By: Bas (basv) 2006-11-09 05:07:43.000-0600

Hello,

I am also experiencing (seemingly) random crashes with 2 pbx's running 1.2.12.1. I am suspecting that it has to do with call limit counters not being set appropriately, but I'm not sure.

I can provide at least 3 core dumps if necessary. Please let me know if this is desired.

Basv

edit: additional info;
Running CentOS 4.4
Linux <HOSTNAME> 2.6.9-42.0.2.ELsmp #1 SMP Wed Aug 23 00:17:26 CDT 2006 i686 i686 i386 GNU/Linux
asterisk-1.2.12.1
zaptel-1.2.8
libpri-1.2.3
asteriska-addons-1.2.4
asterisk-sounds-1.2.1
A total of 3 pbx's are connected via iax2, local mediagateways are cisco.

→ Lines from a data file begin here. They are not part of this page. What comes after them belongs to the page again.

Issue #5580, opened 2018-02-16
Automatically handle ACMEv1 vs. ACMEv2 issuance


ohemorange:
Part of #5367.

From https://github.com/certbot/certbot/pull/5554#issuecomment-364621848: 

- [x] ~For the methods that try and handle the differences, we first add a method like `request_challenges` or `request_authorizations` that takes either a CSR or list of domains and returns a list of authorizations. A CSR is only necessary if `new_order` takes a CSR. For ACMEv1, it takes the domains (possibly after extracting them from the CSR) and calls `request_domain_challenges` for each domain and returns a list of obtained authzs. For ACMEv2, this calls `new_order` with either the CSR/domains and returns the authorizations in the Order. This order object is stored as an attribute of the class to be handled internally.~ Use `new_order` and a dummy `OrderResource` object.

- [ ] Next we add a method like `request_issuance` which takes a CSR and returns the cert and its chain. For ACMEv1, it forwards the arguments to `request_issuance` and then retries calling `fetch_chain` (see `certbot.client.obtain_certificate_from_csr`). For ACMEv2 it adds the CSR to the internal order object (if necessary) and calls `poll_order_and_request_issuance`. We then need to split the certificate and chain, probably by looking for the first line containing "END CERTIFICATE". If the `request_challenges`/`request_authorizations` method takes a CSR, we could keep this as an attribute of the class too and remove the parameter here if we really wanted.

bmw:
With `new_order` taking a CSR, we need to extract the names from it for ACMEv1. I had some thoughts on how to write a function we could use in multiple places that does this in #5579.

bmw:
Another potential design of this could be to create dummy Order objects in the ACMEv1 case.

ohemorange:
Planning to have `BackwardsCompatibleClientV2` only accept CSRs for its `request_challenges/request_authorizations` function. It will extract domains internally for V1 ACME servers.

bmw:
Yeah that works great.

I think it may be worth considering using dummy order objects here. You could have `new_order` and `finalize_order`. This is better keeping with your `BackwardsCompatibleClientV2` name and means you don't have to somewhat awkwardly store Order objects internally.

I don't have any strong preferences though.

ohemorange:
`answer_challenge` is still a thing, too.

PR #5588, opened 2018-02-17
Support new_order-style in Certbot

ohemorange:
Part of #5580.

### DIFF
--- a/certbot/client.py
+++ b/certbot/client.py
@@ -325,8 +325,8 @@ class Client(object):
 
         if successful_domains != domains:
             if not self.config.dry_run:
-                # TODO: delete keys
-                pass
+                os.remove(key.file)
+                os.remove(csr.file)
             return self.obtain_certificate(successful_domains)
         else:
             certr, chain = self.obtain_certificate_from_csr(csr, orderr)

By: Serge Vecher (serge-v) 2006-11-14 15:28:18.000-0600

You need to carefully read this page in order to provide the proper backtrace:
http://www.voip-info.org/tiki-index.php?page=Asterisk%20debugging

1) Asterisk must be built with 'make dont-optimize'
2) You must start asterisk with -g option, so that the core is dumped.
3) Analyze the core with gdb as per the page above.

By: Serge Vecher (serge-v) 2006-11-14 15:28:58.000-0600

make sure that you are testing with Asterisk 1.2.13 tarball downloaded from asterisk.org

By: Bas (basv) 2006-11-16 06:18:49.000-0600

Hello,

I did a gdb + bt on my core dumps and it turned out I got bitten by this bug: http://bugs.digium.com/view.php?id=4871

I haven't had any crashes since I switched to madplay for the music on hold (touch wood).

Suppose I was barking up the wrong tree.

basv

By: Serge Vecher (serge-v) 2006-11-20 11:07:10.000-0600

eromang: we haven't heard from you for a month. If you can still reproduce this with 1.2.13 and provide debug info as per note 0054631, please reopen the issue with information attached.